Instructions for the task
List each line of the data in which the string "github" appears.

Saved data entries:
PR #419, opened 2025-03-24
Feat/gitlab report

### LINKED ISSUE #404: `--report-sca-gitlab`, a new report schema used for CI Component in gitlab
Documentation: https://docs.gitlab.com/development/integrations/secure/#report

> since `vet` is SCA, we only need to see `dependency_scanning` format. 

Json Schema: https://gitlab.com/gitlab-org/security-products/security-report-schemas/-/blob/master/dist/dependency-scanning-report-format.json

Gitlab component implementation approach:  https://github.com/safedep/vet/issues/314#issuecomment-2733089009

KunalSin9h:
fixes #404 

need and results are in this notion docs: 

https://www.notion.so/safedep-inc/Need-for-GitLab-specific-schema-reporting-1c061d70b23680319849c32d2b0cbcd6?pvs=4


abhisek:
@arunanshub Can you do a first level code review of this please? Keep it open after review. I want to review as well

pkg/reporter/gitlab.go
```diff
@@ -0,0 +1,290 @@
...
+
+// GitLabReport is the struct for the GitLab, currently using the 15.2.1 schema
+// and `dependency_scanning` type.
+// but can be extended to support other types and schemas in the future.
+// docs: https://docs.gitlab.com/development/integrations/secure/#report
+type GitLabReport struct {
+	Schema  string `json:"schema"`
+	Version string `json:"version"`
+	Scan    struct {
+		Scanner struct {
```
abhisek, line 63: Can we avoid using nested structs please? Very hard to use them. Just define `Scanner` as a separate struct.

If you have generated this Go code from JSON example using the below utility then avoid using `inline type definition`.

https://mholt.github.io/json-to-go/

KunalSin9h: got it

KunalSin9h:
i have verified it working on actual ci, 
image

abhisek:
@KunalSin9h Is there a way to include Malicious Package scanning results as well in the Gitlab JSON when available in vet? How to enable that with credentials (API Key) in Gitlab is outside the scope of this PR.

When malicious package scanning is enabled, this information is available at the package level. See this code:
https://github.com/safedep/vet/blob/main/pkg/models/models.go#L369

KunalSin9h:
@abhisek 
> How to enable that with credentials (API Key) in Gitlab is outside the scope of this PR.

does this is enabled by using `--malware` and `--malware-analysis-timeout` flags? 
if so, then they are already part of gitlab ci scirpt

image

KunalSin9h:
Yes, though we dont have any extra filed in schema, these reports need to be in same `vulnerability`. 

Should i add this functionality, @abhisek 
Waht is the `URL` for any malware report, i need that.

abhisek:
> Yes, though we dont have any extra filed in schema, these reports need to be in same `vulnerability`.
> 
> Should i add this functionality, @abhisek What is the `URL` for any malware report, i need that.

@KunalSin9h Yes. Please go ahead and add malicious package scan results as vulnerabilities when available.

Malware=True CRITICAL
Suspicious=True HIGH

Here is an utility to get URL from analysisId:
https://github.com/safedep/vet/blob/main/pkg/malysis/url.go

The analysisId is available in the model
https://github.com/safedep/vet/blob/main/pkg/models/models.go#L327

KunalSin9h:
image
image

pkg/reporter/gitlab_test.go
```diff
@@ -0,0 +1,278 @@
...
+	t.Run("NewGitLabReporter", func(t *testing.T) {
+		reporter, err := NewGitLabReporter(GitLabReporterConfig{
+			Path: reportPath,
+		})
+		assert.NoError(t, err)
+		assert.NotNil(t, reporter)
+		assert.Equal(t, "GitLab Dependency Scanning Report Generator", reporter.Name())
+	})
+
+	t.Run("Empty Report", func(t *testing.T) {
```
arunanshub, line 36: Instead of writing t.Run multiple times, create a table and write a table driven test instead.

pkg/reporter/gitlab.go
```diff
@@ -0,0 +1,329 @@
...
+}
+
+type gitLabReporter struct {
+	config          GitLabReporterConfig
+	vulnerabilities []GitLabVulnerability
+	startTime       time.Time
+}
+
+// Ensure gitLabReporter implements Reporter interface
+var _ Reporter = (*gitLabReporter)(nil)
```
arunanshub, line 109: Why are we doing this?

pkg/reporter/gitlab.go
```diff
@@ -0,0 +1,329 @@
...
+				switch risk {
+				case insightapi.PackageVulnerabilitySeveritiesRiskCRITICAL:
+					severity = "Critical"
+				case insightapi.PackageVulnerabilitySeveritiesRiskHIGH:
+					severity = "High"
+				case insightapi.PackageVulnerabilitySeveritiesRiskMEDIUM:
+					severity = "Medium"
+				case insightapi.PackageVulnerabilitySeveritiesRiskLOW:
+					severity = "Low"
+				}
```
arunanshub, line 266: This can be moved to its own function

pkg/reporter/gitlab.go
```diff
@@ -0,0 +1,329 @@
...
+				Version: pkg.GetVersion(),
+				Direct:  pkg.Depth == 0,
+			},
+		}
+
+		// Add malware analysis result
+		malwareAnalysis := pkg.MalwareAnalysis
+
+		if malwareAnalysis != nil && (malwareAnalysis.IsMalware || malwareAnalysis.IsSuspicious) {
+			severity := "Critical"
```
arunanshub, line 212: Instead of hardcoding this value, can we use a function to get the value? (See comment below)

pkg/reporter/gitlab.go
abhisek: @arunanshub This is an idiomatic Go way of ensuring `gitLabReporter` follows the contract defined by interface `Reporter`. While `NewGitlabReporter` can directly return `Reporter` interface, it is generally preferred to return `* gitLabReporter` to help in testing internal functions

pkg/reporter/gitlab.go
```diff
@@ -0,0 +1,346 @@
...
+			reportUrl := ""
+
+			if malwareAnalysis.Report != nil {
+				reportUrl = malysis.ReportURL(malwareAnalysis.Report.ReportId)
+				if malwareAnalysis.Report.Inference != nil {
+					description = fmt.Sprintf("%s\n\n%s", malwareAnalysis.Report.Inference.Summary, malwareAnalysis.Report.Inference.Details)
+				}
+			}
+
+			malwareId := fmt.Sprintf("MAL-%s", malwareAnalysis.AnalysisId)
```
abhisek, line 238: We are generating an opinionated ID here. To maintain consistency anywhere else we use this ID, we should define this at the model itself so that you can call `.Id()` here. Also add a comment where you define `Id()` that its opinionated and is not linked to any standard IDs

pkg/reporter/gitlab.go
```diff
@@ -0,0 +1,346 @@
...
+			glVuln := GitLabVulnerability{
+				ID:          malwareId,
+				Name:        fmt.Sprintf("%s@%s is Malware/Suspicious Package", pkg.GetName(), pkg.GetVersion()),
+				Description: description,
+				Severity:    severity,
+				Location:    location,
+				Identifiers: []GitLabIdentifier{
+					{
+						Type:  "malware",
```
abhisek, line 247: `"malware"` should be defined as a constant if it has meaning in Gitlab JSON schema

pkg/reporter/gitlab.go
```diff
@@ -0,0 +1,346 @@
...
+
+			summary := utils.SafelyGetValue(vulns[i].Summary)
+			// Create GitLab vulnerability entry
+			glVuln := GitLabVulnerability{
+				ID:          utils.SafelyGetValue(vulns[i].Id),
+				Name:        summary,
+				Description: summary, // Using summary as description since that's what we have
+				Severity:    severity,
+				Location:    location,
+				// Todo: Solution
```
abhisek, line 279: Lets remove unnecessary comments and create issues in our backlog. Comments are hard to track and action upon in future.

pkg/reporter/gitlab.go
```diff
@@ -0,0 +1,346 @@
...
+}
+
+func (r *gitLabReporter) AddAnalyzerEvent(event *analyzer.AnalyzerEvent) {}
+
+func (r *gitLabReporter) AddPolicyEvent(event *policy.PolicyEvent) {}
+
+func (r *gitLabReporter) Finish() error {
+	vendor := GitLabVendor{Name: "safedep"}
+	scanner := GitLabScanner{
+		ID:      "vet",
```
abhisek, line 298: Should be defined as constant or include as part of config similar to what we have done here:
https://github.com/safedep/vet/blob/main/pkg/reporter/sync.go#L53

pkg/reporter/gitlab.go
```diff
@@ -0,0 +1,346 @@
...
+		Name:    "vet",
+		Version: r.config.VetVersion,
+		Vendor:  vendor,
+	}
+
+	report := GitLabReport{
+		Schema:  "https://gitlab.com/gitlab-org/security-products/security-report-schemas/-/raw/15.2.1/dist/dependency-scanning-report-format.json",
```
abhisek, line 305: Should be a constant

pkg/reporter/gitlab.go
```diff
@@ -0,0 +1,346 @@
...
+		Version: "15.2.1",
```
abhisek, line 306: What is the significance of this version? How does it change? This should be a constant at the very least unless there is a "logic" that leads to this version

pkg/reporter/gitlab.go
```diff
@@ -0,0 +1,346 @@
...
+		Scan: GitLabScan{
+			Scanner:   scanner,
+			Analyzer:  scanner, // Using same scanner info for analyzer
+			Type:      "dependency_scanning",
+			StartTime: formatTime(r.startTime),
+			EndTime:   formatTime(time.Now()),
+			Status:    "success",
```
abhisek, line 313: Is `"success"` meaningful in Gitlab schema? If so, move this as a constant

pkg/reporter/gitlab.go
```diff
@@ -0,0 +1,346 @@
...
+		Vendor:  vendor,
+	}
+
+	report := GitLabReport{
+		Schema:  "https://gitlab.com/gitlab-org/security-products/security-report-schemas/-/raw/15.2.1/dist/dependency-scanning-report-format.json",
+		Version: "15.2.1",
+		Scan: GitLabScan{
+			Scanner:   scanner,
+			Analyzer:  scanner, // Using same scanner info for analyzer
+			Type:      "dependency_scanning",
```
abhisek, line 310: Define a constant for this

pkg/reporter/gitlab.go
```diff
@@ -0,0 +1,346 @@
...
+	}, nil
+}
+
+func (r *gitLabReporter) Name() string {
+	return "GitLab Dependency Scanning Report Generator"
+}
+
+// GitLab requires time to be in this format
+// Learned the hard way :), (not that actually , thanks to Cursor)
+func formatTime(t time.Time) string {
```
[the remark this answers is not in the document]
KunalSin9h: yes, added schema reference in comments, and changed function name.

pkg/reporter/gitlab.go
```diff
@@ -0,0 +1,346 @@
...
+		}
+	}
+
+	// Add identifiers in order of priority
+	identifiers := make([]GitLabIdentifier, 0)
+
+	// Add all CVEs first
+	for _, cve := range cves {
+		identifiers = append(identifiers, GitLabIdentifier{
+			Type:  "cve",
```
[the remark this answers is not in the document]
KunalSin9h: yes, they are constant have predefined types. I have only included 3 identifiers, but now i will do for all .


image

pkg/reporter/gitlab.go
```diff
@@ -0,0 +1,346 @@
...
+	"github.com/safedep/vet/pkg/policy"
+)
+
+type GitLabReporterConfig struct {
+	Path       string // Report path, value of --report-gitlab
+	VetVersion string // Vet version, value from version.go
+}
+
+// GitLabVendor represents vendor information
+type GitLabVendor struct {
```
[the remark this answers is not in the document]
KunalSin9h: done

pkg/reporter/gitlab.go
```diff
@@ -0,0 +1,346 @@
...
+
+		// Package location
+		location := GitLabLocation{
+			File: manifest.Path,
+			Dependency: GitLabDependency{
+				Package: GitLabPackage{
+					Name: pkg.GetName(),
+				},
+				Version: pkg.GetVersion(),
+				Direct:  pkg.Depth == 0,
```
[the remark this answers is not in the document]
KunalSin9h: done

pkg/reporter/gitlab.go
```diff
@@ -0,0 +1,346 @@
...
+				Location:    location,
+				Identifiers: []GitLabIdentifier{
+					{
+						Type:  "malware",
+						Name:  malwareId,
+						Value: malwareId,
+						URL:   reportUrl,
+					},
+				},
+				// TODO
```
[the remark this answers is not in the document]
KunalSin9h: done

pkg/reporter/gitlab.go
KunalSin9h: no, gitlab has to `malware` type. its a costume type.

pkg/reporter/gitlab.go
KunalSin9h: done

pkg/reporter/gitlab.go
KunalSin9h: i have defined it as custom identifier.

pkg/reporter/gitlab.go
KunalSin9h: included as part of config

pkg/reporter/gitlab.go
KunalSin9h: Version represents the report schema version. GitLab verify syntax of our report against particular version. So if we use `schema` version `15.2.1` then we should specify exact version. 
So you can say its hard coupled with our `go struct` (the schema)

KunalSin9h: it changes when ever gitlab team releases new schema version. (to support new gitlab ui features)

pkg/reporter/gitlab.go
KunalSin9h: done

pkg/reporter/gitlab.go
KunalSin9h: done

pkg/reporter/gitlab.go
```diff
@@ -0,0 +1,346 @@
...
+		if malwareAnalysis != nil && (malwareAnalysis.IsMalware || malwareAnalysis.IsSuspicious) {
+			severity := SeverityCritical
+			if malwareAnalysis.IsSuspicious {
+				severity = SeverityHigh
+			}
+
+			description := ""
+			reportUrl := ""
+
+			if malwareAnalysis.Report != nil {
```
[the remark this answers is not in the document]
KunalSin9h: this is not method like GetReport()?

pkg/common/identifier_url.go
```diff
@@ -0,0 +1,20 @@
+package common
+
+import (
+	"fmt"
+	"strings"
+)
+
+// GetIdentifierURL returns the URL for a given identifier and value
+// Some Values need to be trimmed to use it in the URL
+func GetIdentifierURL(identifier, value string) string {
```
abhisek, line 10: This is "overloading" the purpose of this function. You should create separate functions for each. Example `GetCveReferenceURL()`, `GetCweReferenceURL` etc.

This suggestion is based on:
https://en.wikipedia.org/wiki/Single-responsibility_principle

pkg/reporter/gitlab.go
```diff
@@ -0,0 +1,358 @@
...
+type gitLabReporter struct {
+	config          GitLabReporterConfig
+	vulnerabilities []gitLabVulnerability
+	startTime       time.Time
+}
+
+// Ensure gitLabReporter implements Reporter interface
+var _ Reporter = (*gitLabReporter)(nil)
+
+func NewGitLabReporter(config GitLabReporterConfig) (Reporter, error) {
```
abhisek, line 147:
```suggestion
func NewGitLabReporter(config GitLabReporterConfig) (*gitLabReporter, error) {
```

We can return the internal type here. Since we are using `var _ Reporter = (*gitLabReporter)(nil)` to verify contract. Exposing the internal type helps in testing private functions with tests available in the same package.

pkg/reporter/gitlab.go
```diff
@@ -0,0 +1,358 @@
...
+				severity = SeverityHigh
+			}
+
+			description := ""
+			reportUrl := ""
+
+			if malwareAnalysis.Report != nil {
+				reportUrl = malysis.ReportURL(malwareAnalysis.Report.ReportId)
+				if malwareAnalysis.Report.Inference != nil {
+					description = fmt.Sprintf("%s\n\n%s", malwareAnalysis.Report.Inference.Summary, malwareAnalysis.Report.Inference.Details)
```
abhisek, line 251: Here we can use `malwareAnalysis.Report.GetInference().GetSummary()` to be nil safe. Same for `Inference.Details`

pkg/reporter/gitlab.go
```diff
@@ -0,0 +1,358 @@
...
+	// Write to file
+	err = os.WriteFile(r.config.Path, jsonData, os.ModePerm)
+	if err != nil {
+		return fmt.Errorf("failed to write GitLab report: %w", err)
+	}
+
+	return nil
+}
+
+func getVulnerabilitySeverity(risk insightapi.PackageVulnerabilitySeveritiesRisk) Severity {
```
abhisek, line 345: Can we scope it within `gitLabReporter` i.e. define it as `func (*gitLabReporter) ...` I am a bit worried about this exposed functions outside the gitlab reporter even if only within the `reporter` package

pkg/reporter/gitlab.go
```diff
@@ -0,0 +1,358 @@
...
+func (r *gitLabReporter) Name() string {
+	return "GitLab Dependency Scanning Report Generator"
+}
+
+// GitLab requires time to be in pattern
+// "^\\d{4}-\\d{2}-\\d{2}T\\d{2}:\\d{2}:\\d{2}$"
+// Example: "2020-01-28T03:26:02"
+//
+// Docs (Schema Reference): https://gitlab.com/gitlab-org/security-products/security-report-schemas/-/blob/master/dist/sast-report-format.json#L497
+func gitlabFormatTime(t time.Time) string {
```
abhisek, line 164: If this function exists ONLY for the gitlab reporter then we should scope it within the `*gitLabReporter` struct I think?

pkg/reporter/gitlab.go
```diff
@@ -0,0 +1,358 @@
...
+	return t.Format("2006-01-02T15:04:05")
+}
+
+// gitlabAddVulnerabilityIdentifiers adds all relevant identifiers for a vulnerability
+// following GitLab's identifier guidelines
+// Docs: https://docs.gitlab.com/development/integrations/secure/#identifiers
+func gitlabAddVulnerabilityIdentifiers(vuln *gitLabVulnerability, vulnData *insightapi.PackageVulnerability) {
```
abhisek, line 171: If this function exists ONLY for the gitlab reporter then we should scope it within the `*gitLabReporter` struct I think?

pkg/reporter/gitlab.go
KunalSin9h: done

abhisek (approved):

Solution to the exercise
Gitlab component implementation approach:  https://github.com/safedep/vet/issues/314#issuecomment-2733089009
https://mholt.github.io/json-to-go/
https://github.com/safedep/vet/blob/main/pkg/models/models.go#L369
https://github.com/safedep/vet/blob/main/pkg/malysis/url.go
https://github.com/safedep/vet/blob/main/pkg/models/models.go#L327
https://github.com/safedep/vet/blob/main/pkg/reporter/sync.go#L53
+	"github.com/safedep/vet/pkg/policy"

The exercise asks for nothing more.